Research R0042 — Private AI enterprise motivations and sycophancy
Run 2026-03-28
Query Q003
Source SRC02
Evidence SRC02-E01
Type Factual

Google DeepMind consistency training as explicit anti-sycophancy research.

URL: https://arxiv.org/abs/2510.27062

Extract

Key findings:

  • Consistency training is a "self-supervised paradigm that teaches a model to be invariant to certain irrelevant cues in the prompt"
  • Two approaches: Bias-augmented Consistency Training (BCT) and Activation Consistency Training (ACT)
  • Results: On Gemini 2.5 Flash, BCT reduces sycophancy and reduces ClearHarm attack success rate from 67.8% to 2.9%
  • Uses model's own responses as training data, avoiding stale training data issues
  • Tested on Gemma 2, Gemma 3, and Gemini 2.5 Flash

This represents anti-sycophancy as an explicit research design goal at Google DeepMind.

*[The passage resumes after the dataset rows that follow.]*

PR #92, opened 2023-07-07
Match jq exit code for no output with --exit-status

baod-rate:
For compatibility with jq's upcoming (1.7?) release.

Introduced into jq with https://github.com/jqlang/jq/pull/2654, when using --exit-status, parse errors now cause jq to exit with status code 5 (`JQ_ERROR_UNKNOWN`) instead of 4 (`JQ_OK_NO_OUTPUT`). The motivation is to be able to distinguish the no-output case from parsing errors.

Mirroring this, 5 will be used for both `Error::Jaq` and `Error::Parse`, i.e. both filter parsing errors and JSON parsing errors.

### DIFF
--- a/jaq/src/main.rs
+++ b/jaq/src/main.rs
@@ -179,12 +179,14 @@ fn real_main() -> Result<ExitCode, Error> {
         last
     };
 
-    Ok(if cli.exit_status {
-        // return exit code 4 if no value is output
-        ExitCode::from(last.map(|b| (!b).into()).unwrap_or(4))
+    if cli.exit_status {
+        last.map_or_else(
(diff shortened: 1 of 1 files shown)


baod-rate:
I also added the non-zero exit conditions to the `Error` enum, hoping to centralize the exit codes, and to make the exit conditional more readable. Please tell me if that's unidiomatic or otherwise subpar style though.

01mf02:
> I also added the non-zero exit conditions to the `Error` enum, hoping to centralize the exit codes, and to make the exit conditional more readable. Please tell me if that's unidiomatic or otherwise subpar style though.

I like your change. :)

Thanks again!

PR #94, opened 2023-07-15
Embed the current abbreviated commit SHA into the version

### LINKED ISSUE #40: jaq --version
`jaq --version` currently only gives the "release" version, so it is not possible to use the output of this flag to distinguish between various git commits.  

If it is too much trouble to give at least some part of the git sha, then it would still be helpful to distinguish the "official release" from a subsequent version.

kklingenberg:
Closes #40

### DIFF
--- a/jaq/build.rs
+++ b/jaq/build.rs
@@ -1,0 +1,13 @@
+use std::process::Command;
+
+fn main() {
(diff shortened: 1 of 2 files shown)


01mf02:
Thanks a lot!

PR #96, opened 2023-07-19
Add math filters from libm

### LINKED ISSUE #88: libm's functions
Rust's [libm](https://docs.rs/libm/latest/libm/) provides many of the functions described in [jq's manual](https://jqlang.github.io/jq/manual/#Math), with some exceptions (e.g. `gamma`). However, the manual states that availability depends on the system, since they're linked to the C standard library:

> Unavailable math functions will be defined but will raise an error.

Should jaq do the same, always failing on functions that aren't defined in libm?

Also, and since including these would add another dependency, should they be feature-gated in jaq?

kklingenberg:
This PR adds the range of functions from [libm](https://github.com/rust-lang/libm) as filters, with the exception of `round`, `floor` and `ceil`.

- [x] Port 1-ary functions as 0-ary filters
- [x] Port 2-ary functions as 2-ary filters that ignore `.`
- [x] Port 3-ary functions as 3-ary filters that ignore `.`
- [x] Add filters specified in jq's source (or gojq's) that aren't provided as-is in libm.
- [x] Add tests.

Closes #88


01mf02:
That looks very nice already! Great job!

I would move the macros into a separate file (`math.rs`?) and keep only `const MATH` inside `lib.rs`.
Furthermore, in `math_2_ary`, you can use `xs.cartesian(ys, cv)` to create `(x, y)` pairs efficiently.

kklingenberg:
Thank you! I have many doubts still, and probably should turn them into a checklist:

- How do I test these? Testing the numerical identities seems wrong, since they're tested extensively in libm's crate. And rustc already tests for type safety.
- As stated in the linked issue, there's many functions absent from libm that are listed in jq's manual, **and** there's functions i libm not mentioned in the manual. Should I forgo following the manual (i.e. the intersection of both) in favour of sticking to libm's catalog?
- Some functions take an integer parameter. Should I use the existing error `Int(Val)` for those? Or maybe extend the new error value into something like `MathFn(String, Val, String)` mapping to the message `cannot apply {fun} to {v} (value should be of {t} type)`?

kklingenberg:
Another doubt that surfaced given your suggestion of using `cartesian()`: I noticed the note in the README about consistency in cartesian products, so is it OK to diverge from jq and gojq in these as well? For example:

```text
$ jq -n 'fma(2,1;3,4;4,5)'
10
7
12
8
11
8
13
9
```

Vs

```text
$ jaq -n 'fma(2,1;3,4;4,5)'
10.0
11.0
12.0
13.0
7.0
8.0
8.0
9.0
```

01mf02:
> How do I test these? Testing the numerical invariants seems wrong, since they're tested extensively in libm's crate. And rustc already tests for type safety.

I would write tests for one function taking no arguments (e.g. `sin`), taking two arguments (e.g. `pow`), and taking three arguments `fma`, especially testing the case when arguments produce multiple outputs.

> As stated in the linked issue, there's many functions absent from libm that are listed in jq's manual, **and** there's functions in libm not mentioned in the manual. Should I forgo following the manual (i.e. the intersection of both) in favour of sticking to libm's catalog? EDIT: As a reference we could take gojq's definitions table [here](https://github.com/itchyny/gojq/blob/d579009515e2d20a7227beb722cc784d6be15910/func.go#L116-L176C48). The author filled the holes with custom implementations for each function missing from go's math module. Perhaps it's right to fill rust's holes too?

I would implement in jaq of course the intersection of libm and jq, then try to implement the remaining things as definition in `jaq-std`. For example, `drem` should be easy to implement by definition from `remainder` and `copysign`, which you both already exported from libm to jaq. I would also export `ilogb` from libm, because that way, you can implement `logb` and `significand` by definition. `pow10` by definition too.

Oh, and you exported `scalb` and `scalbln` to the same libm function; is that intended?

> Some functions take an integer parameter. Should I use the existing error `Int(Val)` for those? Or maybe extend the new error value into something like `MathFn(String, Val, String)` mapping to the message `cannot apply {fun} to {v} (value should be of {t} type)`?

I would indeed use `Int(Val)` for this. And for the math functions, I would analogously to `Int(Val)` introduce an error variant `Float(Val)` in `jaq-core` and use that instead of `MathFn`. The idea behind this is that in the long run, I would like `jaq-core` to not contain error variants that are only produced in `jaq-native`. (`Regex`, `Round`, etc. are also candidates that I would like to see removed.)
I know that this decreases the quality of the errors, because we then will not know which math function has thrown the error, but then, the error quality was never very high to begin with and could be increased far more by tracking where exactly a filter was called. But that will be future work ...

01mf02:
> Another doubt that surfaced given your suggestion of using `cartesian()`: I noticed the note in the README about consistency in cartesian products, so is it OK to diverge from jq and gojq in these as well?

Yes --- my intention is that the output should be:

~~~
$ jq -n '(2,1) as $x | (3,4) as $y | (4,5) as $z | fma($x;$y;$z)'
10
11
12
13
7
8
8
9
~~~

Which your current implementation seems to satisfy. :)

jaq-native/src/lib.rs
```diff
@@ -260,6 +269,163 @@ fn now() -> Result<f64, Error> {
...
+    math::math_0_ary!("cos", libm::cos, math::as_float, Val::Float),
+    math::math_0_ary!("cosh", libm::cosh, math::as_float, Val::Float),
+    math::math_0_ary!("erf", libm::erf, math::as_float, Val::Float),
+    math::math_0_ary!("erfc", libm::erfc, math::as_float, Val::Float),
+    math::math_0_ary!("exp", libm::exp, math::as_float, Val::Float),
+    math::math_0_ary!("exp10", libm::exp10, math::as_float, Val::Float),
+    math::math_0_ary!("exp2", libm::exp2, math::as_float, Val::Float),
+    math::math_0_ary!("expm1", libm::expm1, math::as_float, Val::Float),
+    math::math_0_ary!("fabs", libm::fabs, math::as_float, Val::Float),
+    math::math_0_ary!("frexp", libm::frexp, math::as_float, |(m, e)| Val::Arr(
```
01mf02, line 290: Use `Val::arr` here?

jaq-native/src/lib.rs
```diff
@@ -260,6 +269,163 @@ fn now() -> Result<f64, Error> {
...
+    math::math_0_ary!("trunc", libm::trunc, math::as_float, Val::Float),
+    math::math_0_ary!("y0", libm::y0, math::as_float, Val::Float),
+    math::math_0_ary!("y1", libm::y1, math::as_float, Val::Float),
+    math::math_2_ary!(
+        "atan2",
+        libm::atan2,
+        math::as_float,
+        math::as_float,
+        Val::Float
+    ),
```
01mf02, line 324: To make this and following things more compact, I would make some helper macros for the common use case float -> float -> float, int -> float -> float, and float-> int -> float.
Something like `math::fff`, `math::iff`, and `math::fif`.

01mf02: That saves space and makes it much easier to spot differences/typos.

jaq-native/src/math.rs
```diff
@@ -0,0 +1,108 @@
...
+        Val::Num(ref n) => n.parse().or(Err(Error::MathFn(String::from(fun), v))),
+        _ => Err(Error::MathFn(String::from(fun), v)),
+    }
+}
+
+/// Use a value as an integer to be given as an argument to a libm
+/// function.
+pub fn as_int(v: Val, fun: &str) -> Result<i32, Error> {
+    match v {
+        Val::Int(n) => Ok(n as i32),
```
01mf02, line 19: This looks dangerous -- it looks like it could lose information if `isize` is 64 bits.
Better do a `n.try_into()` and fail with error if it fails.

jaq-native/src/lib.rs
```diff
@@ -260,6 +269,163 @@ fn now() -> Result<f64, Error> {
...
+    math::math_0_ary!("gamma", libm::tgamma, math::as_float, Val::Float),
+    math::math_0_ary!("j0", libm::j0, math::as_float, Val::Float),
+    math::math_0_ary!("j1", libm::j1, math::as_float, Val::Float),
+    math::math_0_ary!("lgamma", libm::lgamma, math::as_float, Val::Float),
+    math::math_0_ary!("log", libm::log, math::as_float, Val::Float),
+    math::math_0_ary!("log10", libm::log10, math::as_float, Val::Float),
+    math::math_0_ary!("log1p", libm::log1p, math::as_float, Val::Float),
+    math::math_0_ary!("log2", libm::log2, math::as_float, Val::Float),
+    math::math_0_ary!("logb", math::logb, math::as_float, Val::Float),
+    math::math_0_ary!("modf", libm::modf, math::as_float, |(f, r)| Val::Arr(
```
01mf02, line 302: I would also test `modf`, because its output is quite different from all other functions.

jaq-native/src/lib.rs
01mf02: And it would probably be good to test this one too.

jaq-native/src/math.rs
```diff
@@ -0,0 +1,108 @@
...
+/// Use a value as a float to be given as an argument to a libm
+/// function.
+pub fn as_float(v: Val, fun: &str) -> Result<f64, Error> {
+    match v {
+        Val::Int(n) => Ok(n as f64),
+        Val::Float(n) => Ok(n),
+        Val::Num(ref n) => n.parse().or(Err(Error::MathFn(String::from(fun), v))),
+        _ => Err(Error::MathFn(String::from(fun), v)),
+    }
+}
```
01mf02, line 13: This should move into jaq_core::Val (without the `fun: &str` bit).

jaq-native/src/math.rs
```diff
@@ -0,0 +1,108 @@
...
+                        Ok($codomain($f(x, y, z)))
+                    }),
+            )
+        })
+    };
+}
+
+pub(crate) use math_3_ary;
+
+/// Source: https://github.com/itchyny/gojq/blob/main/func.go#L1374
```
01mf02, line 78: References to GitHub should be permalinks, such as <https://github.com/itchyny/gojq/blob/d579009515e2d20a7227beb722cc784d6be15910/func.go#L1374> (you get these by clicking on the line, then selecting "Copy permalink").

01mf02:
And I would save my time to write benchmarks. You have made very thin wrappers around `libm` functions, so I do not see the point of benchmarking these.

kklingenberg:
> Oh, and you exported scalb and scalbln to the same libm function; is that intended?

Many of these functions I had never seen before 😅 and those `scalb` and `scalbln` I just pulled from gojq [here](https://github.com/itchyny/gojq/blob/d579009515e2d20a7227beb722cc784d6be15910/func.go#L1390-L1396) and concluded they were the same as libm's scalbn based on [this](https://pubs.opengroup.org/onlinepubs/009696899/functions/scalb.html) and the final recommendation:

> Applications should use either scalbln(), scalblnf(), or scalblnl() in preference to this function.

However, I don't really know what I'm doing here.

kklingenberg:
So I kind of covered your suggestions, though I was probably sloppy everywhere. Sadly I ran out of time and I won't be able to improve things until next ~wednesday, so feel free to take over if you want to merge this before then.

Thank you for your pointers and the patience :)

jaq-std/src/std.jq
```diff
@@ -22,6 +22,16 @@ def isinfinite: . == infinite or  . == -infinite;
...
 
+# Math
+def logb:
+    if . == 0 then -infinite
+  elif isinfinite then infinite
+  elif isnan then .
+  else ilogb_ end;
+def pow10:       pow(10; .);
+def significand: scalb(.; ilogb_ | -1 * .);
+def drem($l; r): remainder($l; r) as $x | if $x == 0 then copysign($x; $l) else $x end;
```
01mf02, line 33: It seems to me that you don't need to bind $x here?

jaq-std/src/std.jq
```diff
@@ -22,6 +22,16 @@ def isinfinite: . == infinite or  . == -infinite;
 def isfinite:   isnumber and (isinfinite | not);
 def isnormal:   isnumber and ((. == 0 or isnan or isinfinite) | not);
 
+# Math
+def logb:
```
01mf02, line 26: I would create a test for this, for example using the inputs `(nan, infinite, -infinite, -2, -1, 0, 1, 2)`.

jaq-native/src/lib.rs
```diff
@@ -260,6 +269,69 @@ fn now() -> Result<f64, Error> {
...
+    math::f_f!(erf),
+    math::f_f!(erfc),
+    math::f_f!(exp),
+    math::f_f!(exp10),
+    math::f_f!(exp2),
+    math::f_f!(expm1),
+    math::f_f!(fabs),
+    math::f_fi!(frexp),
+    math::f_f!("gamma", tgamma),
+    math::f_i!("ilogb_", ilogb),
```
01mf02, line 292: I would simply export this as `ilogb`.

jaq-native/src/lib.rs
```diff
@@ -260,6 +269,69 @@ fn now() -> Result<f64, Error> {
...
+    math::f_f!(cosh),
+    math::f_f!(erf),
+    math::f_f!(erfc),
+    math::f_f!(exp),
+    math::f_f!(exp10),
+    math::f_f!(exp2),
+    math::f_f!(expm1),
+    math::f_f!(fabs),
+    math::f_fi!(frexp),
+    math::f_f!("gamma", tgamma),
```
01mf02, line 291: How do you know that gamma corresponds to tgamma?

jaq-native/src/lib.rs
```diff
@@ -260,6 +269,69 @@ fn now() -> Result<f64, Error> {
...
+    math::ff_f!(fmod),
+    math::ff_f!(hypot),
+    math::if_f!(jn),
+    math::fi_f!(ldexp),
+    math::ff_f!(nextafter),
+    math::ff_f!("nexttoward", nextafter),
+    math::ff_f!(pow),
+    math::ff_f!(remainder),
+    math::fi_f!("scalb", scalbn),
+    math::fi_f!("scalbln", scalbn),
```
01mf02, line 330: These two are not the same,  consider the following example:

~~~
$ jq -n 'scalb(1.5; 3.5), scalbln(1.5; 3.5)'
null
12
~~~

jaq-std/src/std.jq
```diff
@@ -22,6 +22,16 @@ def isinfinite: . == infinite or  . == -infinite;
...
+    if . == 0 then -infinite
+  elif isinfinite then infinite
+  elif isnan then .
+  else ilogb_ end;
+def pow10:       pow(10; .);
+def significand: scalb(.; ilogb_ | -1 * .);
```
01mf02, line 32: Does this yield the same output as jq on nan, infinity, 0 and so on?
Some tests would be nice here.

01mf02:
Thanks a lot for integrating my suggestions. I think that your work looks much better now!
Take your time with the remaining changes — I broke my shoulder yesterday, so from me, things will not move very fast. :)

jaq-native/src/lib.rs
kklingenberg: That is surprising! Again, consider I just learned about many of these functions so I'm little more than an inefficient search engine at this point. Still, checking the man pages for both you get:

- [scalb](https://man7.org/linux/man-pages/man3/scalb.3.html):  `x * FLT_RADIX ** exp`
- [scalbln](https://man7.org/linux/man-pages/man3/scalbln.3.html): `x * FLT_RADIX ** exp`

My intuition is that one is an upgraded version of the other, with handling for special cases. However the example you gave when plugged into the expression supposed to match their definition gives (in say, plain jq) doesn't strike me as a special case at all:

```text
$ jq -n '1.5 * pow(2; 3.5)'
16.970562748477143
```

which is what gojq yields for `scalb(1.5; 3.5)`.

jaq-native/src/lib.rs
kklingenberg: This seems to be another pitfall I fell into. Consider the [man page](https://man7.org/linux/man-pages/man3/gamma.3.html):

> Because of historical variations in behavior across systems, this function is not specified in any recent standard. 4.2BSD had a gamma() that computed ln(|Gamma(|x|)|), leaving the sign of Gamma(|x|) in the external integer signgam.  In 4.3BSD the name was changed to [lgamma(3)](https://man7.org/linux/man-pages/man3/lgamma.3.html), and the man page promises
>
> "At some time in the future the name gamma will be rehabilitated and used for the Gamma function"
>
> This did indeed happen in 4.4BSD, where gamma() computes the Gamma function (with no effect on signgam).  However, this came too late, and we now have [tgamma(3)](https://man7.org/linux/man-pages/man3/tgamma.3.html), the "true gamma" function.

I tested this with the statically linked jq that can be downloaded from <https://jqlang.github.io/jq/>, and compared it to gojq. This is the result:

```text
$ jq -nc '1.5, 2.5, 3.5 | [tgamma, gamma, lgamma]'
[0.886226925452758,-0.12078223763524522,-0.12078223763524522]
[1.329340388179137,0.2846828704729192,0.2846828704729192]
[3.3233509704478426,1.2009736023470743,1.2009736023470743]
```

Vs.

```text
$ gojq -nc '1.5, 2.5, 3.5 | [tgamma, gamma, lgamma]'
[0.8862269254527579,0.8862269254527579,-0.12078223763524522]
[1.329340388179137,1.329340388179137,0.2846828704729192]
[3.323350970447843,3.323350970447843,1.2009736023470743]
```

So depending on how backwards-compatible we want to be, we should either make `gamma` a synonym of `lgamma` or `tgamma` 🥴

jaq-native/src/lib.rs
kklingenberg: I now see that (in the statically linked version of jq downloadable from the main site), the `scalb` function yields `nan` when the second argument is not an integer, while `scalbln` coerces the second argument to an integer.

```text
$ jq -n 'scalb(2.5; 2), scalbln(2.5; 2), scalbln(2.5; 2.99), (scalb(2.5; 2.99) | isnan)'
10
10
10
true
```

kklingenberg: I agree! And now everything clicked in my head 😆 the `ln` suffix stands for long! I kept assuming a logarithm was involved somewhere.

jaq-std/src/std.jq
kklingenberg: Done!

jaq-native/src/lib.rs
01mf02: In any case, we do not have to declare gamma here because we could just declare it in jaq-std. However, I propose for now that we simply do not declare gamma at all, until it is clarified what it should evaluate to.

jaq-native/tests/tests.rs
```diff
@@ -188,6 +188,53 @@ yields!(
     json!([[1], 2, 3])
 );
 
+#[test]
+fn math() {
```
01mf02, line 192: Could you split up this function into multiple invocations of the yields! macro?  That way, the tests are getting shorter, and you should be able to frequently omit the json! macro.

jaq-std/src/std.jq
```diff
@@ -22,6 +22,20 @@ def isinfinite: . == infinite or  . == -infinite;
...
+def logb:
+    if . == 0.0 then -infinite
+  elif isinfinite then infinite
+  elif isnan then .
+  else ilogb | . + 0.0 end;
+def pow10:       pow(10.0; .);
+def scalb(x; e): x * pow(2.0; e);
+def significand:
+    if isinfinite or isnan then .
+  elif . == 0.0 then 0.0
```
01mf02, line 35: You could merge this with the line above.

jaq-std/tests/std.rs
```diff
@@ -127,6 +127,37 @@ yields!(
     false
 );
 
+yields!(logb_nan, "nan | logb | isnan", true);
+yields!(logb_inf, "infinite | logb | isinfinite and . > 0", true);
+yields!(
+    logb_neg_inf,
+    "-infinite | logb | isinfinite and . > 0",
+    true
+);
```
01mf02, line 136: You could just compare with infinite and -infinite here.

jaq-std/tests/std.rs
```diff
@@ -127,6 +127,37 @@ yields!(
...
+yields!(
+    significand_neg_inf,
+    "-infinite | significand | isinfinite and . < 0",
+    true
+);
+yields!(
+    significand_range,
+    "[-123.456, -2.2, -2, -1, 0, 0.00001, 1, 2, 2.2, 123.456] | map(significand)",
+    [-1.929, -1.1, -1.0, -1.0, 0.0, 1.31072, 1.0, 1.0, 1.1, 1.929]
+);
```
01mf02, line 159: Great test!

jaq-std/src/std.jq
```diff
@@ -22,6 +22,20 @@ def isinfinite: . == infinite or  . == -infinite;
...
 def isnormal:   isnumber and ((. == 0 or isnan or isinfinite) | not);
 
+# Math
+def logb:
+    if . == 0.0 then -infinite
+  elif isinfinite then infinite
+  elif isnan then .
+  else ilogb | . + 0.0 end;
+def pow10:       pow(10.0; .);
+def scalb(x; e): x * pow(2.0; e);
```
01mf02, line 32: Could you add a test for this?

jaq-std/src/std.jq
```diff
@@ -22,6 +22,20 @@ def isinfinite: . == infinite or  . == -infinite;
...
+def significand:
+    if isinfinite or isnan then .
+  elif . == 0.0 then 0.0
+  else scalbln(.; ilogb | -1 * .) end;
+def drem($l; r): remainder($l; r) | if . == 0 then copysign(.; $l) else . end;
```
01mf02, line 37: Could you add a test for this?

jaq-native/src/lib.rs
```diff
@@ -260,6 +269,69 @@ fn now() -> Result<f64, Error> {
...
+    // drem is implemented in jaq-std
+    math::ff_f!(fdim),
+    math::ff_f!(fmax),
+    math::ff_f!(fmin),
+    math::ff_f!(fmod),
+    math::ff_f!(hypot),
+    math::if_f!(jn),
+    math::fi_f!(ldexp),
+    math::ff_f!(nextafter),
+    math::ff_f!("nexttoward", nextafter),
```
01mf02, line 326: This would also be better off in the standard library.

jaq-std/src/std.jq
kklingenberg: I wrote it like this to ensure the output type is always float :thinking:. It otherwise yields floats except when given `0` as an integer.

01mf02: Ah, I see. Thanks for clarifying this.

jaq-std/tests/std.rs
```diff
@@ -127,6 +127,60 @@ yields!(
...
+
+yields!(
+    scalb_nan,
+    "[scalb(nan, 1; nan, 1)] == [nan, nan, nan, 2.0]",
+    true
+);
+yields!(
+    scalb_range,
+    "[scalb(-2.5, 0, 2.5; 2, 3)]",
```
01mf02, line 158: It would be good to test this filter with float values as second arguments.

01mf02:
Could you update the README to include the new math filters?

jaq-std/tests/std.rs
kklingenberg: I agree, though in general I'm wary about including exact matches with approximations to irrational numbers. I guess I could include a test similar to what I did with `sin` and `cos` (which uses the pythagorean identity). Another option is to test for intervals, e.g. I know that `scalb(1; 1) < scalb(1; 1.5) < scalb(1; 2)`.

This is the reason for the next test: I can compare the results with an equivalent implementation using `pow`. Still, I'm not sure about either approach. If you're OK with having exact matches against fully-expanded f64s, then I'll include those cases as well.

kklingenberg:
> Could you update the README to include the new math filters?

Sure! Should I mention that all math filters excepting `gamma` are implemented? Or should I detail each filter in a collapsible list?

jaq-std/tests/std.rs
01mf02: How about something like `[scalb(-2.5, 0, 2.5; 2, 3) * 1000 | round]`?

01mf02:
> Sure! Should I mention that all math filters excepting `gamma` are implemented? Or should I detail each filter in a collapsible list?

A list of filters implemented should suffice. I would not even mention `gamma`.

jaq-std/tests/std.rs
kklingenberg: Brilliant!

01mf02:
We did it! Thanks for your long wind and all your effort.

kklingenberg:
🤝 Thank you for your support and guidance! I hope your shoulder heals well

The paper does not discuss: - Enterprise customer deployments - Private AI systems built for anti-sycophancy - Enterprise demand for sycophancy reduction

Relevance to Hypotheses

Hypothesis Relationship Strength
H1 Contradicts Research institution work, not enterprise deployment
H2 Supports Confirms anti-sycophancy is a model provider research goal, not enterprise deployment goal
H3 Supports Anti-sycophancy is a component of model development, not a primary enterprise design goal

Context

This paper is important because it demonstrates that anti-sycophancy is an active, well-funded research area at a major AI lab (Google DeepMind). The research is motivated by model safety and reliability concerns, not by enterprise customer demand. This reinforces the pattern: anti-sycophancy is a supply-side concern (model providers) rather than a demand-side concern (enterprise customers).